PR #8357, opened 2026-09-22
feat(sql-clickhouse-native): add clickhouse native support

### LINKED ISSUE #8343: Native TCP transport for @effect/sql-clickhouse-native

`@effect/sql-clickhouse` currently uses ClickHouse's HTTP interface. For workloads that need the ClickHouse Native protocol over TCP, this introduces an unavoidable HTTP transport boundary and prevents use of Native protocol features such as binary block encoding.

I would like to use ClickHouse directly through its Native TCP protocol while retaining the existing Effect SQL abstractions:

- `SqlClient`
- `SqlConnection`
- `Statement`
- typed `SqlError` values
- `Stream`
- scoped connection lifecycle, pooling, interruption, and Effect concurrency

This is particularly useful for high-volume inserts, where ClickHouse Native blocks avoid constructing large SQL `VALUES` statements and align with ClickHouse's official native clients such as `clickhouse-go`, `clickhouse-rs`, and `ch-go`.

Add a Native TCP transport option for ClickHouse SQL, either as:

- a new package, such as `@effect/sql-clickhouse-native`; or
- an additional transport implementation in `@effect/sql-clickhouse`.

The implementation would:

- connect to ClickHouse over the Native TCP port (normally `9000`);
- implement the client/server Native protocol handshake, authentication, query packets, progress packets, exceptions, and end-of-stream packets;
- encode inserts as Native data blocks;
- decode result blocks into Effect SQL result rows;
- expose the standard `SqlClient` API and map server failures into Effect SQL errors such as `ConnectionError`, `AuthenticationError`, `AuthorizationError`,
`SqlSyntaxError`, `StatementTimeoutError`, and `UnknownError`;
- use an Effect-managed connection pool so `Effect.all` and `Effect.forEach` can run independent queries concurrently.

## Important protocol constraint

This should not promise PostgreSQL-style multiplexing over a single Native TCP socket.

A ClickHouse Native connection processes a query exchange sequentially. Concurrency should therefore come from a pool of Native connections; each physical connection should handle one active query at a time. This preserves protocol correctness and avoids interleaving server packets from unrelated queries.

## Proposed API shape

```ts
import { ClickhouseNativeClient } from "@effect/sql-clickhouse-native"
import { Effect, Layer } from "effect"

const ClickhouseLive = ClickhouseNativeClient.layer({
  host: "127.0.0.1",
  port: 9000,
  database: "default",
  username: "default",
  password: "",
  pool: {
    min: 1,
    max: 10
  }
})

  const sql = yield* ClickhouseNativeClient.ClickhouseNativeClient

  return yield* sql`
    SELECT instrument_id, observed_at
    FROM market_data.tsetmc_analysis_market_watch
    ORDER BY observed_at DESC
    LIMIT 100
  `
}).pipe(Effect.provide(ClickhouseLive))
```

For high-volume writes, it would be valuable for the implementation to use Native block encoding internally while preserving the normal SQL client interface.

## What alternatives have you considered?

- Current HTTP ClickHouse client: works well for general use, but does not provide a Native TCP transport.
- Application-specific driver: possible, but duplicates protocol, pooling, error mapping, and Effect resource-management work for each application.
- PostgreSQL-style socket multiplexing: not appropriate for ClickHouse Native protocol; a bounded Native connection pool is the intended concurrency model.

## Additional context

I have implemented and integration-tested a Native TCP client in an Effect application, including authentication, reads, Native block inserts, pool-based concurrent queries, and mapping to Effect SQL abstractions. I would be interested in contributing a focused implementation or extracting a minimal reproduction/prototype if this direction fits the project.

smhmayboudi:
## Type

- [ ] Refactor
- [x] Feature
- [ ] Bug Fix
- [ ] Optimization
- [ ] Documentation Update

## Description

Adds the `@effect/sql-clickhouse-native` package, providing native ClickHouse support for Effect SQL.

Includes client configuration, pooling, SQL client/connection support, migrations, error classification, package registration, documentation, and integration/unit test coverage.

## Related

- Related Issue #8343
- Closes #8343


smhmayboudi:
There some problems with references which I changed the tsconfig.tests.json. you can search `} from "effect/schema"` on test files, fix them and remove the tsconfig.tests.json extra line.

smhmayboudi:
I will add more tests.

smhmayboudi:
It need more test which I am going to add on next Sunday.

PR #8368, opened 2026-09-22
Fix remaining Hash/Equal correctness gaps and hash persistent structures incrementally

front-depiction:
This PR includes #8360 (Tim's commits, unchanged) and builds on it. If #8360 lands first, this PR reduces to the commits on top. It also brings in the structural pieces from #8344, rebuilt on #8360's primitives.

| | vs #8360 |
|---|---|
| **Bugs fixed** | 4 that #8360 still has: history-dependent equality cache, a throwing `Equal` poisoning later comparisons, wrong answers on cyclic values (261 of 3001 comparisons disagree with bisimilarity on #8360, 0 here), and singletons hashing like their names |
| **Faster** | `HashMap` equality after a one-key change 479× (10k) and 4,159× (100k); `AtomRef.update` on a 10k map 512×; `Chunk` append 2,043× and slice 974× (100k); native `Map`/`Set` equality 14×/25× (1k); `HashMap` iteration 6.3×; `Trie` hash 3.8× and equality 2.1×; warm object hashing 1.5×; nested structural equality 1.16×. No measured slowdowns |
| **API** | No public signature, export or type changes. Hash values change for `HashSet`, `Chunk`, `Trie` and singletons |

## Correctness

Each fix has a regression test that fails on #8360 and passes here.

### 1. An earlier comparison could change a later result

**What.** `Equal.equals` cached `false` results and read the cache at every depth. A wrong `false` from one call then overrode a later comparison that matches.

```ts
// constant hash, v = 1 on every node, so all four nodes are equal
n0 = { v: 1, a: n2, b: n0 }; n2 = { v: 1, a: n0, b: n0 }
m0 = { v: 1, a: m1, b: m1 }; m1 = { v: 1, a: m1, b: m0 }
Equal.equals(n2, m1)                                  // false on #8360, and cached
Equal.equals({ w: n2, k: 1 }, { w: m0, k: 1 })        // true when evaluated fresh; #8360 returns false after the call above
```

**How.** Only the outermost comparison reads or writes the cache, and only final results are recorded (see fix 3).

**Why.** An outermost `true` has discharged every assumption it made, and assumptions only ever claim equality, so an outermost `false` is final too. A nested result reached under an ancestor's assumption is not.

Test: `Equal.equals > cyclic values > does not let an earlier comparison change a later result`.

### 2. A throwing custom `Equal` left its pair marked as visited

**What.** The visited sets were cleared only when the comparison returned. After one throw, the next comparison of the same objects took the circular-reference shortcut.

```ts
const x = { k: new Flaky(1) }, y = { k: new Flaky(2) }  // Flaky's [Equal.symbol] throws once
Equal.equals(x, y)   // throws
Equal.equals(x, y)   // true on #8360; x.k and y.k are different
```

**How.** Cleanup moved into `try/finally`, the same fix #8360 made in `Hash.hash`.

**Why.** Tracking state that outlives an exception makes every later comparison of those objects depend on a call that failed.

Test: `Equal.equals > custom Equal implementations > clears visited state when a custom Equal throws`.

### 3. Cycles were matched per object, not per pair

**What.** Each side had its own visited set. If both objects had already been visited, the comparison counted a closed cycle even when the two had never been compared with each other; if only one had, it counted a mismatch. The first rule accepts unequal graphs and the second rejects equal ones:

```ts
// a self-loop vs a node that points into an identical self-loop: equal
loop = { v: 0, a: loop, b: loop }; e0 = { v: 0, a: e0, b: e0 }; e1 = { v: 0, a: e0, b: e0 }
Equal.equals(loop, e1)   // false on #8360

// p0 only reaches v = 1, q0 reaches q1 with v = 0: unequal
p0 = { v: 1, a: p0, b: p0 }; p1 = { v: 0, a: p0, b: p0 }
q0 = { v: 1, a: q1, b: q0 }; q1 = { v: 0, a: q0, b: q0 }
Equal.equals(p1, q1)     // true on #8360
```

A property test compares both with a reference bisimilarity check (greatest fixpoint by partition refinement) on 500 random pairs of cyclic graphs with a constant hash (3001 comparisons). #8360 disagrees 261 times (13 false positives, 248 false negatives). This branch agrees on all of them.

-*-*-

(About this task):
Your answer should be the lines of the records that include the word "hashing".

(Solution for this exercise):
| **Bugs fixed** | 4 that #8360 still has: history-dependent equality cache, a throwing `Equal` poisoning later comparisons, wrong answers on cyclic values (261 of 3001 comparisons disagree with bisimilarity on #8360, 0 here), and singletons hashing like their names |
| **Faster** | `HashMap` equality after a one-key change 479× (10k) and 4,159× (100k); `AtomRef.update` on a 10k map 512×; `Chunk` append 2,043× and slice 974× (100k); native `Map`/`Set` equality 14×/25× (1k); `HashMap` iteration 6.3×; `Trie` hash 3.8× and equality 2.1×; warm object hashing 1.5×; nested structural equality 1.16×. No measured slowdowns |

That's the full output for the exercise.